REQUIREMENT
Copy out each line of the data below in which the string "with" appears.
─── INPUT ───
PR #931, opened 2023-02-11
DEVEX-2216 Ubuntu 22.04 + py3.10 'make python' fix

billagee:
Looks like we need to upgrade xattr to build on 22.04. Also, since python 3.10 is the default python3 on 22.04, it was revealed that we expected the python minor release to be a single digit.


wormsik (approved):

billagee:
@wormsik @kpjensen I ran the following test with this branch and verified it passes ... the test runs an applet that uses `dx-upload-all-outputs` and `xattr`, so I believe we're good to merge:

```
test_dx_bash_helpers.TestDXBashHelpers.test_xattr_parameters
```

Interestingly, the xattr_properties test applet has already been testing xattr 0.10.1 for some time, since it runs `python3 -m pip install -U xattr` to install the latest version of the package:

https://github.com/dnanexus/dx-toolkit/blob/master/src/python/test/file_load/xattr_properties/run.sh#L5

PR #955, opened 2023-03-06
DEVEX-2184 Explicitly request spotCostSavings field

wormsik:
* `spotCostSavings` should not be returned by default and we need to request it explicitly


wormsik:
will do later in a new issue

PR #984, opened 2023-03-24
DEVEX-2216 Ubuntu 22.04 + py3.10 'make python' fix

billagee:
This change updates the `make python` target to build properly on 22.04 systems that have the `python-is-python3` apt package installed (and thus have python 3.10 as the base system python).

I've also updated the README instructions with the list of apt dependencies to install on 22.04 in order to build the default `make` target on that platform.

Also, `.github/workflows/toolkit-build-ubuntu-2204.yml` was added to let us quickly test toolkit builds in a 22.04 container.


wormsik (approved):
LGTM 👍

kpjensen (approved):

PR #990, opened 2023-03-30
Sciprod 1216 finalize combined code

JoeMulka:
Switches to python-only input validator, adds docstrings to functions, renames turbo filter, removes "main" section of filter converter, cleans up column_conversion and column_condition files


keegankelsey (approved):

Niranjanpandeshwar (approved):
LGTM! Thanks Joe!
───
ANSWER AREA
@wormsik @kpjensen I ran the following test with this branch and verified it passes ... the test runs an applet that uses `dx-upload-all-outputs` and `xattr`, so I believe we're good to merge:
I've also updated the README instructions with the list of apt dependencies to install on 22.04 in order to build the default `make` target on that platform.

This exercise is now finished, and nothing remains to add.